Forger who sold 'pitman painter' fakes jailed

Norman Cornish
Image caption Norman Cornish died in 2014

A fraudster destabilised the international art market by selling forged works of so-called "pitman painter" Norman Cornish, a court heard.

Richard Pearson, 56, from Sunderland, passed off 14 drawings and pictures to a gallery in Northumberland, leaving it more than £50,000 out of pocket.

He admitted fraud and forgery charges at Newcastle Crown Court and was jailed for three years and seven months.

Cornish was known for his paintings of industrial life in the North East.

The court was told Pearson was caught out after he made a "school boy error" when he used post-decimalisation prices on a fake receipt he claimed was from the 1960s.

Prosecutor Mark Giuliani said: "What was instantly and readily apparent was rather than being in pounds, shillings and pence it was in decimal pounds and pence."
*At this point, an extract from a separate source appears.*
PR #2482, opened 2024-06-27
Allow multiple outputs with different root domains for SDPAOp in IDModel

Priya2698:
CC: @naoyam 

This PR allows outputs of the SDPA ops to have different root domains.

The telephone number he used was also too long to be real.

'Convincing fakes'

Four of the fakes were sold on to private collectors, who the gallery in Corbridge has since had to refund.

Previously Pearson pleaded guilty to nine charges of fraud, two of forgery and two of using a false instrument with intent between December 2011 and February 2014.

Jailing him, Judge Edward Bindloss said the fakes were "convincing" and had caused confidence in the art market to diminish.

The family of Mr Cornish were present in court and in a pre-prepared statement said they hoped the conviction and the destruction of the fakes would restore confidence within the market.

Paul Currer, defending, said Pearson wanted to apologise for his behaviour and would pay back the money through a fleet of cars he gained from an inheritance.

Prosecutors said they would use the Proceeds of Crime Act to recover the money he owed.

Cornish, who died in August 2014, was a former miner who learned his craft at an art course run for pitmen at Spennymoor Settlement in County Durham.

His works have sold for five-figure sums.